BEGIN Supplied records

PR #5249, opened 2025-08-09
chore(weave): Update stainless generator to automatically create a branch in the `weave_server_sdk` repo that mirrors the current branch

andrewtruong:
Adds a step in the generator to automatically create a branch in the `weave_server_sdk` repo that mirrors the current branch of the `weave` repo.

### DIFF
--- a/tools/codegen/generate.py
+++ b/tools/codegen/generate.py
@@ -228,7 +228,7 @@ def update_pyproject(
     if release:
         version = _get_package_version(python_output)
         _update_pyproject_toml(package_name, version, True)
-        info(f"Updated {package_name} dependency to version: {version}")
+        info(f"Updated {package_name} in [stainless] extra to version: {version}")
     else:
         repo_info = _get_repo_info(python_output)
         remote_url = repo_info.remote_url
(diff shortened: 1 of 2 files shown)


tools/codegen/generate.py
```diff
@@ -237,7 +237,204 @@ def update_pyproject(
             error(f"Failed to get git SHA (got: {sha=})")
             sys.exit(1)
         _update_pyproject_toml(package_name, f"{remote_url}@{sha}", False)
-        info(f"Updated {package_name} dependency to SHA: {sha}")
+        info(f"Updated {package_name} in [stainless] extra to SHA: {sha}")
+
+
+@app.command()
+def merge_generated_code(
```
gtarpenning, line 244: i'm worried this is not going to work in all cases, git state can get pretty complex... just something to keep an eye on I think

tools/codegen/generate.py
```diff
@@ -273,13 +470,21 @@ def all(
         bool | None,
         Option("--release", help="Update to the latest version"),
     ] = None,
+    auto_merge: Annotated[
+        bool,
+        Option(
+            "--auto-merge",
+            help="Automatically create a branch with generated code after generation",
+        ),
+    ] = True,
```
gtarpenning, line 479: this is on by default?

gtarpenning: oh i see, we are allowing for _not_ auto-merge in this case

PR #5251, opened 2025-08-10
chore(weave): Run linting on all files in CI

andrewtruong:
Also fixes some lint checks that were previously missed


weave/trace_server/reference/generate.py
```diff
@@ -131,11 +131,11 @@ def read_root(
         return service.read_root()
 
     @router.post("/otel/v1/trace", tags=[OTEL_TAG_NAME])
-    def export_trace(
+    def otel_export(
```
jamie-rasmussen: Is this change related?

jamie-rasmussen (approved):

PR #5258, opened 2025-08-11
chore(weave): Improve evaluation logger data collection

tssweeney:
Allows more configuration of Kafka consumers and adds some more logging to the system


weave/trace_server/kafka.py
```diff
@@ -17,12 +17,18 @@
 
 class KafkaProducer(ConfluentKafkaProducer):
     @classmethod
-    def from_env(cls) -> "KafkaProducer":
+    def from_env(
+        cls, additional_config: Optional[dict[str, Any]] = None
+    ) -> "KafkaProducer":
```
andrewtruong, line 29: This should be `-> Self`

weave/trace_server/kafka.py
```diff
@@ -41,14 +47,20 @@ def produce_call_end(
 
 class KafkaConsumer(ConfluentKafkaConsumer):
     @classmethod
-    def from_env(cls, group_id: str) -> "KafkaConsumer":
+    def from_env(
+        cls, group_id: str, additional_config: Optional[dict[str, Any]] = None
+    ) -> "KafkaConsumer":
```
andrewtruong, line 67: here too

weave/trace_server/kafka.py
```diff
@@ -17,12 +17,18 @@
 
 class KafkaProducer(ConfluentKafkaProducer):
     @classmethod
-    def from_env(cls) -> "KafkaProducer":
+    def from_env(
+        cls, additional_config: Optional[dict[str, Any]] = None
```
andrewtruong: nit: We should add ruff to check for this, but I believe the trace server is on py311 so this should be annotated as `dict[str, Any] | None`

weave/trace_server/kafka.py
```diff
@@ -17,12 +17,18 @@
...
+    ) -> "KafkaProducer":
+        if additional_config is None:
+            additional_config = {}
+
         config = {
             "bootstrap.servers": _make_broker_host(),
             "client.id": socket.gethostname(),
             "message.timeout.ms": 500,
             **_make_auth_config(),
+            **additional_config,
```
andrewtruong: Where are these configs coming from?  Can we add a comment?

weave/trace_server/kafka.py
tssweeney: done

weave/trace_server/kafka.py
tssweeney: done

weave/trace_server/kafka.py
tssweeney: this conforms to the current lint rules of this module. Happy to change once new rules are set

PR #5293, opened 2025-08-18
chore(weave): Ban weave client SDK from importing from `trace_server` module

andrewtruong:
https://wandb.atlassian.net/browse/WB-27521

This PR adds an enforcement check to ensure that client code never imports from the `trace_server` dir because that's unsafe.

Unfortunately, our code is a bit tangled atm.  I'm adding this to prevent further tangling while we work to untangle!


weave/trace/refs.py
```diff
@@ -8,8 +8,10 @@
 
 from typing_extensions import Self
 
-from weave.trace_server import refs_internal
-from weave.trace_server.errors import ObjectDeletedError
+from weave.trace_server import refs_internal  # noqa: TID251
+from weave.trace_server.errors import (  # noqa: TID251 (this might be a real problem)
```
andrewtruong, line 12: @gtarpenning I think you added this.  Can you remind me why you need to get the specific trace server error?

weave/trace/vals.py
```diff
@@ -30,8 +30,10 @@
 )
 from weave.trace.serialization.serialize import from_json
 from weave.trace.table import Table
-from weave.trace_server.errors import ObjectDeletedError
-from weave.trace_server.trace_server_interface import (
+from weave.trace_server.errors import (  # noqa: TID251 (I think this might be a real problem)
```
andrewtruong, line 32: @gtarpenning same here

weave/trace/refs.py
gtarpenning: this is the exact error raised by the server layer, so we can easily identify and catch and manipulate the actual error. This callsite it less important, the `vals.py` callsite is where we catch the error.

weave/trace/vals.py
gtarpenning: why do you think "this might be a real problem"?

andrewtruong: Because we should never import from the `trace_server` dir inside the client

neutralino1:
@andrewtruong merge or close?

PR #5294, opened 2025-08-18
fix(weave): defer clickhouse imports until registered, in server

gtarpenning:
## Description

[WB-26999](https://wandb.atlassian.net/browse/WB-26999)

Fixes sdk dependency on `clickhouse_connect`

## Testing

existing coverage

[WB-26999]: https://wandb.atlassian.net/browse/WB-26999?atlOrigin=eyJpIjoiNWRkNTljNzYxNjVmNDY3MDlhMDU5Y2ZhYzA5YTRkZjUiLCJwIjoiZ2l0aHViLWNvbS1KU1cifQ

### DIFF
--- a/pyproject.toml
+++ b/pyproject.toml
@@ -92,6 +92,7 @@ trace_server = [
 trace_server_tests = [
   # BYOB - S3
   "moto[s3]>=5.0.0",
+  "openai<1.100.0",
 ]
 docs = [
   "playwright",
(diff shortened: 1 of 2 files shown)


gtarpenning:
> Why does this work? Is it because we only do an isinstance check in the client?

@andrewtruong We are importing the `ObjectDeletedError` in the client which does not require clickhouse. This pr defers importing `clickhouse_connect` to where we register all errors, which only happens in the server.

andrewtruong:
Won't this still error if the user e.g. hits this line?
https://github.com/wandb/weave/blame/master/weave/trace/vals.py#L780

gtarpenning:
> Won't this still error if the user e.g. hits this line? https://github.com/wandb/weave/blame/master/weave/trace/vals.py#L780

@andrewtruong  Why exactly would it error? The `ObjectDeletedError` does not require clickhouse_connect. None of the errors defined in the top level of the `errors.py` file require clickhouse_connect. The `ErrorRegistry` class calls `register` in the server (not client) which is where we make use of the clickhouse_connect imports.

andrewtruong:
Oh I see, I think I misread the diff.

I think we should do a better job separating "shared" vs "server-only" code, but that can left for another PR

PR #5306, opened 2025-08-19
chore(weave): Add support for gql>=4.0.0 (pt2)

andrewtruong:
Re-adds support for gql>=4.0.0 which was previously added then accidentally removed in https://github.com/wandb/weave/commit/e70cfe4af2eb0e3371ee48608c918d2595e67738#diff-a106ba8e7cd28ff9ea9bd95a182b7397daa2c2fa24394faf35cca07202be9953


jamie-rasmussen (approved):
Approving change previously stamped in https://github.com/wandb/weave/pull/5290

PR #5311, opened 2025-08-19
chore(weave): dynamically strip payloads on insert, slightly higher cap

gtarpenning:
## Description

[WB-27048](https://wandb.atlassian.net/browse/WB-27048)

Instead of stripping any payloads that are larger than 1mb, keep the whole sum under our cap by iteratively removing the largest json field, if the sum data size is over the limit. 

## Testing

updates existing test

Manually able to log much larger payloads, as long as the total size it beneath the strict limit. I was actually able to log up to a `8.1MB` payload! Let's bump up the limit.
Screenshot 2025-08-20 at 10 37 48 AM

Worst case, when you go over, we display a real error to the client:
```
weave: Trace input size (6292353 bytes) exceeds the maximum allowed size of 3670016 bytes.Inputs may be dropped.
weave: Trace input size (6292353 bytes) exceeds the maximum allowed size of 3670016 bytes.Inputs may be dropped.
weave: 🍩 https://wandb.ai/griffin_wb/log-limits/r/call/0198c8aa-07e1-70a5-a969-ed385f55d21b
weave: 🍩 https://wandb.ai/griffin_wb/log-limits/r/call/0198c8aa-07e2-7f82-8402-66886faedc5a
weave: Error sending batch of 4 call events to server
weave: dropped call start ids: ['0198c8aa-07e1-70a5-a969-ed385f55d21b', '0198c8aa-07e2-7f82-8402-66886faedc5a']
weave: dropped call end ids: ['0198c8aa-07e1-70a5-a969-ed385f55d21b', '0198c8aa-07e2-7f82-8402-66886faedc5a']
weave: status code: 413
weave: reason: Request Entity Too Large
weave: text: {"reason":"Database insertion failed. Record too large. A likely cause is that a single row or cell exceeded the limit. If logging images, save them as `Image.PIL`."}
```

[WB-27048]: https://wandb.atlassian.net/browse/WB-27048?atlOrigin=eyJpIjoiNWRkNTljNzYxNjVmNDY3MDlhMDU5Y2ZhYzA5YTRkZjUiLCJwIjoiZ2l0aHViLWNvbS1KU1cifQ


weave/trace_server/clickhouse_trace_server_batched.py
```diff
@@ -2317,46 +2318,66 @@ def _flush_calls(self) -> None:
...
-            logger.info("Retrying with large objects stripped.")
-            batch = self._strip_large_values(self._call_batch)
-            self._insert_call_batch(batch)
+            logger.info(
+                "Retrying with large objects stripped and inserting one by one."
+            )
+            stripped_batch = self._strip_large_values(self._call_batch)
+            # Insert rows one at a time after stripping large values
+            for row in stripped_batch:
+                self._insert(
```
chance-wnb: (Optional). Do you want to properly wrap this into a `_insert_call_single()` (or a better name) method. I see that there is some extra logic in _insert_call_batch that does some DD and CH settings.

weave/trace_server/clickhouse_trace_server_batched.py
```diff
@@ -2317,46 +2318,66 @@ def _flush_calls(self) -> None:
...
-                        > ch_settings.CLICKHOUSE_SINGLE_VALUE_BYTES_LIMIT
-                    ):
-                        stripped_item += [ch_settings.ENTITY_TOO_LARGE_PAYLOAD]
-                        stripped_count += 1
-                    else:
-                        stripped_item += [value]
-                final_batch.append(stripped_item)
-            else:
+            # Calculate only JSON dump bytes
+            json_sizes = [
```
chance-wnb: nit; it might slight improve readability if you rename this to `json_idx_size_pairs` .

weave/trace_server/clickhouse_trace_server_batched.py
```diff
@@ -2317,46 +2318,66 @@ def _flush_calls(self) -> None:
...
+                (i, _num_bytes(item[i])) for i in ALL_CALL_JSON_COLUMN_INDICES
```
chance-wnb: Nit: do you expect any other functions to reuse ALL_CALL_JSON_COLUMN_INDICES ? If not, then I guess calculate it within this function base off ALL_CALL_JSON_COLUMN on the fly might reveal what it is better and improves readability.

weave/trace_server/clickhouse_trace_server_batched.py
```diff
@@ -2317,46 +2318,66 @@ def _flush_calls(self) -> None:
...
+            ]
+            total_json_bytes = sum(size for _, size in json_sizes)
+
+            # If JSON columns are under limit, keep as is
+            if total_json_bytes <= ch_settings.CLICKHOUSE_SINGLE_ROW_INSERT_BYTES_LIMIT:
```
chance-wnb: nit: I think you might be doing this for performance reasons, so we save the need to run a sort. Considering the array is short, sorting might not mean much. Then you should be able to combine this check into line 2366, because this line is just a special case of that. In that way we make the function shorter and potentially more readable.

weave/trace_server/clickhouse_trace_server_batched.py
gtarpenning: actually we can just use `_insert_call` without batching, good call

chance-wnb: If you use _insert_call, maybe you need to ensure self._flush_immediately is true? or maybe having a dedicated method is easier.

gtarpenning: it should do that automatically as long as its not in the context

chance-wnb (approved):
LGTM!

END Supplied records
BEGIN Supplied records

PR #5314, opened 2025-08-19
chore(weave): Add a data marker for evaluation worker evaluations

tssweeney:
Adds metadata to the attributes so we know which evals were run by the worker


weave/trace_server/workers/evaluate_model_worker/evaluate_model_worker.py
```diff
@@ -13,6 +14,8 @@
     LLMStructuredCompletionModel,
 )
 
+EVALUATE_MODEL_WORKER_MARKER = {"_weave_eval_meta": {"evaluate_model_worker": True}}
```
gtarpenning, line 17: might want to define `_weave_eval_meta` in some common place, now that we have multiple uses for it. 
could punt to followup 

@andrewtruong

END Supplied records

> **Task brief**
Your answer must be one number: how many lines of the data contain "logging".

> **Exercise answer**
2